Reason to Hope

Here I am, ready for my morning time breakfast cornucopia of pills and vitamin supplements. Insert deep sigh.  This breakfast will be followed by morning sickness bouts of nausea that will fade away sometime around one, where I might be able to choke down some vegetable juice, and if I’m feeling really adventurous—hold on to your seats—a rice cracker.  This from the girl who used to be able to stay up all night, drinking whiskey and howling at the moon, and could still be ready at 6 in the morning to go to the action.  It’s a long way to fall.
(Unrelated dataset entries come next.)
PR #112, opened 2016-10-17
Fix ScrollTransform<T>

parmus:
ScrollTransform<T> have a number of minor bugs:

- Duplicates count towards to limit making the actual result unpredictable
- Limit check is off-by-one
- If the number of results is exactly one more than the limit, isLimited is incorrectly set to false, because the limit check happens in the beginning of the loop

This patch addresses all of the above.

### DIFF
--- a/heroic-elasticsearch-utils/src/main/java/com/spotify/heroic/elasticsearch/AbstractElasticsearchMetadataBackend.java
+++ b/heroic-elasticsearch-utils/src/main/java/com/spotify/heroic/elasticsearch/AbstractElasticsearchMetadataBackend.java
@@ -109,15 +109,18 @@ public abstract class AbstractElasticsearchMetadataBackend extends AbstractElast
             final SearchHit[] hits = response.getHits().getHits();
 
             for (final SearchHit hit : hits) {
+                final T convertedHit = converter.apply(hit);
+
+                if (!results.add(convertedHit)) {
+                    duplicates += 1;
+                } else {
+                    size += 1;
+                }
+
                 if (limit.isGreater(size)) {
+                    results.remove(convertedHit);
                     return async.resolved(new LimitedSet<>(limit.limitSet(results), true));
                 }
-
-                if (!results.add(converter.apply(hit))) {
-                    duplicates += 1;
-                }
-
-                size += 1;
             }
 
             if (hits.length == 0) {
--- a/heroic-elasticsearch-utils/src/main/java/com/spotify/heroic/elasticsearch/AbstractElasticsearchMetadataBackend.java
+++ b/heroic-elasticsearch-utils/src/main/java/com/spotify/heroic/elasticsearch/AbstractElasticsearchMetadataBackend.java
@@ -86,12 +86,15 @@ public abstract class AbstractElasticsearchMetadataBackend extends AbstractElast
             final Supplier<AsyncFuture<SearchResponse>> scroller =
                 () -> bind(c.prepareSearchScroll(scrollId).setScroll(SCROLL_TIME).execute());
 
-            return scroller.get().lazyTransform(new ScrollTransform<>(limit, scroller, converter));
+            return scroller.get().lazyTransform(
+                new ScrollTransform<>(async, limit, scroller, converter)
+            );
         });
     }
 
     @RequiredArgsConstructor
-    class ScrollTransform<T> implements LazyTransform<SearchResponse, LimitedSet<T>> {
+    public static class ScrollTransform<T> implements LazyTransform<SearchResponse, LimitedSet<T>> {
+        private final AsyncFramework async;
         private final OptionalLimit limit;
         private final Supplier<AsyncFuture<SearchResponse>> scroller;
 
--- a/heroic-elasticsearch-utils/src/test/java/com/spotify/heroic/elasticsearch/ScrollTransformTest.java
+++ b/heroic-elasticsearch-utils/src/test/java/com/spotify/heroic/elasticsearch/ScrollTransformTest.java
@@ -1,0 +1,172 @@
+package com.spotify.heroic.elasticsearch;
+
+import com.spotify.heroic.common.OptionalLimit;
+import com.spotify.heroic.elasticsearch.AbstractElasticsearchMetadataBackend.LimitedSet;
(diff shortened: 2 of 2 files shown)


parmus:
@udoprog , @juruen : Please review

heroic-elasticsearch-utils/src/main/java/com/spotify/heroic/elasticsearch/AbstractElasticsearchMetadataBackend.java
```diff
@@ -106,15 +107,16 @@ public AbstractElasticsearchMetadataBackend(final AsyncFramework async, final St
...
-
                 if (!results.add(converter.apply(hit))) {
                     duplicates += 1;
+                } else {
+                    size += 1;
                 }
 
-                size += 1;
+                if (limit.isGreater(size)) {
+                    results.remove(converter.apply(hit));
```
udoprog: Only need to convert once.

heroic-elasticsearch-utils/src/main/java/com/spotify/heroic/elasticsearch/AbstractElasticsearchMetadataBackend.java
```diff
@@ -86,12 +86,13 @@ public AbstractElasticsearchMetadataBackend(final AsyncFramework async, final St
...
                 () -> bind(c.prepareSearchScroll(scrollId).setScroll(SCROLL_TIME).execute());
 
-            return scroller.get().lazyTransform(new ScrollTransform<>(limit, scroller, converter));
+            return scroller.get().lazyTransform(new ScrollTransform<>(async, limit, scroller, converter));
         });
     }
 
     @RequiredArgsConstructor
-    class ScrollTransform<T> implements LazyTransform<SearchResponse, LimitedSet<T>> {
+    static public class ScrollTransform<T> implements LazyTransform<SearchResponse, LimitedSet<T>> {
```
udoprog: JLS order: http://checkstyle.sourceforge.net/config_modifier.html

heroic-elasticsearch-utils/src/test/java/com/spotify/heroic/elasticsearch/index/ScrollTransformTest.java
```diff
@@ -0,0 +1,340 @@
...
+        final SearchResponse searchResponse = mock(SearchResponse.class);
+        final SearchHits searchHits = mock(SearchHits.class);
+        when(searchResponse.getHits()).thenReturn(searchHits);
+        OngoingStubbing<SearchHit[]> stub = when(searchHits.getHits());
+        for(final SearchHit[] page: pages){
+            stub = stub.thenReturn(page);
+        }
+
+        Supplier<AsyncFuture<SearchResponse>> scroller = (Supplier<AsyncFuture<SearchResponse>>) mock(Supplier.class);
+        when(scroller.get()).thenReturn(new AsyncFuture<SearchResponse>() {
```
udoprog: Mock `AsyncFuture<SearchResponse>` with:
```
@Mock
AsyncFuture<SearchResponse> response;
```

And in `@Before`:
```
doAnswer(...).when(response).transform(...)
```
See: https://testing.googleblog.com/2014/03/whenhow-to-use-mockito-answer.html

heroic-elasticsearch-utils/src/test/java/com/spotify/heroic/elasticsearch/index/ScrollTransformTest.java
```diff
@@ -0,0 +1,340 @@
...
+            @Override
+            public SearchResponse get(long l, TimeUnit timeUnit) throws InterruptedException, ExecutionException, TimeoutException {
+                return null;
+            }
+        });
+
+        return scroller;
+    }
+
+    public AbstractElasticsearchMetadataBackend.ScrollTransform<Integer> createScrollTranform(Integer limit,
```
udoprog: Spelling: Tranform

heroic-elasticsearch-utils/src/main/java/com/spotify/heroic/elasticsearch/AbstractElasticsearchMetadataBackend.java
udoprog: Not really arguing for performance, but readability yes. It makes it clearer that they are the same instance (or equivalent, in this case).

heroic-elasticsearch-utils/src/test/java/com/spotify/heroic/elasticsearch/ScrollTransformTest.java
```diff
@@ -0,0 +1,167 @@
...
+        final LimitedSet<Integer> limitedSet =
+            new LimitedSet<>(new HashSet<>(), limit != null);
+        Stream<SearchHit> stream = Arrays.stream(pages)
+              .map(Arrays::stream)
+              .reduce(Stream.empty(), Stream::concat);
+        if (limit!=null){
+            stream = stream.limit(limit);
+        }
+        stream.map(Object::hashCode)
+              .forEach(limitedSet.getSet()::add);
```
udoprog: Containers are generally designed to be immutable. I don't consider it a safe assumption that the set returned by this getter is necessarily the same (it happens to be now) or that it is mutable. It also looks like it should be possible to build the `HashSet` first, then constructing a `LimitedSet` out of that.

heroic-elasticsearch-utils/src/test/java/com/spotify/heroic/elasticsearch/ScrollTransformTest.java
```diff
@@ -0,0 +1,167 @@
...
+            stub = stub.thenReturn(page);
+        }
+    }
+
+    public ScrollTransform<Integer> createScrollTransform(
+        Integer limit,
+        Supplier<AsyncFuture<SearchResponse>> scroller
+    ){
+        final OptionalLimit optionalLimit = OptionalLimit.of(limit);
+        return new ScrollTransform<>(async, optionalLimit, scroller, Object::hashCode);
```
udoprog: [Object#hashCode()](https://docs.oracle.com/javase/8/docs/api/java/lang/Object.html#hashCode--) is not guaranteed to be unique in the local runtime environment. It would be safer to use `Function.identity()` and do equals comparisons on the actual SearchHits. These should be unique since they are individual mocks.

In a more positive note—I think I’m getting better.  Not just better for now, but better for real.  I went into flare on Monday, and being faced with another bout of pain, sleepless nights, and not being able to pee (as well as a partner who is less than responsive and empathetic when things turn for the worst) I fled back to my lady friend’s house the next town over, for the lady love and the hot running water and my beloved vegetable juicer.  I braced myself for the worst (usually 2 weeks at least of fairly unbearable symptoms) and tried to love myself through special foods, positive visualization, hot showers, and herbal teas.  I was sick Monday,  sick Tuesday, kinda sick yesterday, and today I don’t feel sick at all!  I’m on my fourth week of Doxycycline, and I started L-arginine and quercetin supplements, so it may be the new pill protocol, and I had some really powerful energy work done along with my acupuncture last week, or it just could be that my body is remembering how to be well.  I know that the body has the ability to heal itself, and I am constantly trying to renew my faith in it, because that faith is likely to get me farther along the healing path than any allopathic interventions.  I walk and I pray to Big Mama and I try to keep myself out of stressful situations and limit any self-destructive behaviors, and I know that I can do it, but it can be hard to temper my optimism with enough of a reality check so that I am emotionally prepared for the bad days when they come. I know that my illness brings with it gifts—spiritual strength, the motivation to make changes in my life and relationships, closeness to friends, prioritizing my family, being grateful for small things like walks in the woods and sunshine, and I’m going to work hard at looking at this sickness as a catalyst for positive change and turn my attitude from one of “fighting the disease” to accepting my body for what it is and loving it anyway.  I just read Andrew Weil’s “Spontaneous Healing,” which was very helpful in regard to positive thinking and acceptance.

No art has got done in the midst of all of this self-discovery—the full time job of living with chronic illness has temporarily eclipsed my artistic ambitions.  All of my newsboy caps have sold on Etsy, so it’s time to make some more, but that seems more like a chore than an artistic mission, and I don’t have the energy to make another dress yet—though maybe if I make one for myself, I would feel motivated!  The art bug will return when she’s ready.

All Dressed Up

I am feeling well again and am enjoying being back at home, feeling the spring rush of energy.  I’ve spent the past two weeks designing a dress and it is FABULOUS.  Amazingly kitchy, in our favorite ghetto sweetheart, Red Heart yarn from the box store, it has a corset fit around the breasts and midriff with a lace up back, and it ties around the neck.  The lacings make it a one size fits most, especially the way crochet stretches and grows.  I had to crochet and rip out sections over and over, but it was worth it.  I’m starting another so that I can write the design down in hopes of publishing it, and I’ve posted it up on Etsy, in the hope that I can get some custom orders out of it.

It would be wonderful to be able to make a living out of my arting and crafting–this illness would be a blessing in disguise if it’s what finally motivates me to take my work seriously.  And I hate working for bosses, doing hard labor for shit pay year in and year out, and never getting anywhere for it.

In other news, I started on a trial of Doxycycline, using my body as an experimental battleground to see whether my symptoms are being caused by Lyme disease.  At first, I thought my urologist was way out there for suggesting it, but the more research I do, the more the puzzle seems to point in that direction.  It’s too early to tell whether the anti-biotics are working, and I’m trying not to get my hopes up.  Every time I have a good spell, I start to pick up my life again where I’ve left it off, and then everytime I get sick again, it’s just as devastating as the first time.  I need to learn how to be grateful for each day that is good, and stay strong when things are tough, but it’s hard to find a balance between positive thinking and reality sometimes.  I know that this is all making me a better and stronger person spiritually, but I don’t think that way when I’m hurting, I just wish that it wasn’t me being presented with another f—ing growth opportunity!